Könntet Ihr mal ein komplettes Sushirezept hier reinstellen? Hab nämlich noch nie eins gegessen. Geschweige denn weis ich nicht wie man es zubereitet bzw. welche Fischarten sich dafür eignen ;+


----------



## Laksos (22. Dezember 2002)

Au ja, Hausi lebe hoch!

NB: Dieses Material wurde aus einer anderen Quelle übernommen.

PR #46, opened 2016-02-23
Aggregator private fields where changed to protected, so as to be acc…

jvlahou:
…essed from derived classes


trainman419:
I haven't had much motivation to look at this because it isn't well described.

Changing the order of fields within a class breaks the ABI; if you want this to get released into Indigo please do not change the field ordering.

trainman419:
Closing due to inactivity.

Dann fällt endlich das kochen weg! - Aber im Ernst: Wir wären an so &acute;nem Rezept auch interessiert.


----------



## Thomas9904 (22. Dezember 2002)

Sushi ist ursprünglich ein &quot;Arme  - Leute - Essen&quot;, das sich die Bauern mit aufs Feld nehmen konnten.
Da wurde in Algen gesäuerter Reis eingewickelt (gesäuert wegen mangelnder Kühlmöglichkeit), wer sichs leisten konnte, konnte eben auch ein paar Streifen rohen Fisch dazugeben (Zeit zum Kochen hatte man bei der Feldarbeit nicht). 
Daraus hat sich dann im Laufe der Zeit das heutige bekannte Sushi entwickelt, das es in vielen Variationen gibt, mit vielen Soßen und Zutaten (Wasabi, der scharfe japanische Meerrettich z.B.)gibt.
Das Prinzip: Roher Fisch mit was drumrum, daß man es aus der Hand essen kann.
Wer schon mal ne Sushi - Bar besucht hatt, weiß wie viele verschiedene Möglichkeiten es gibt.


----------



## Laksos (22. Dezember 2002)

Da müssen wir uns jetzt noch &acute;nen Acker mieten, um das Zeug stilecht essen zu können! :q


----------



## chippog (22. Dezember 2002)

rezept für neulinge? geht lieber erst einmal in eine sushibar, von der ihr verlässlich gehört habt, dass die gut ist. dann scheckt mal ordentlich hin und danach können wir uns über rezepte unterhalten. chippog


----------



## svenskepilk (17. Juni 2004)

*AW: makrele zum sushi?!*

Die Makrele ist ein ausgezeichneter Sushi-Fisch! Als Thunfisch Verwandter ist ihr Fettanteil sehr hoch und somit predestiniert für Sushi. Am liebsten mag ich sie als Nigiri.
MJAMMM!


----------



## Ansgar (18. Juni 2004)

*AW: makrele zum sushi?!*

Hallo liebe Leute,

Oder die Filets ein paar Stunden in den Kuehlschrank legen, dann hauchduenn schneiden und mit Wasabi Sauce als Sashimi. Machen wir hier mit Makrelen so  (sind allerdings ne andere Art als die Dinger die man in Deutschland faengt, aber man kann ja bekanntlicherweise (fast) jeden Fisch roh essen).
Schmeckt gut und ist weniger Aufwand als mit all dem Reis und den Algen fuer Sushi rumzumachen (mag ich persoenlich eh nicht so gerne)...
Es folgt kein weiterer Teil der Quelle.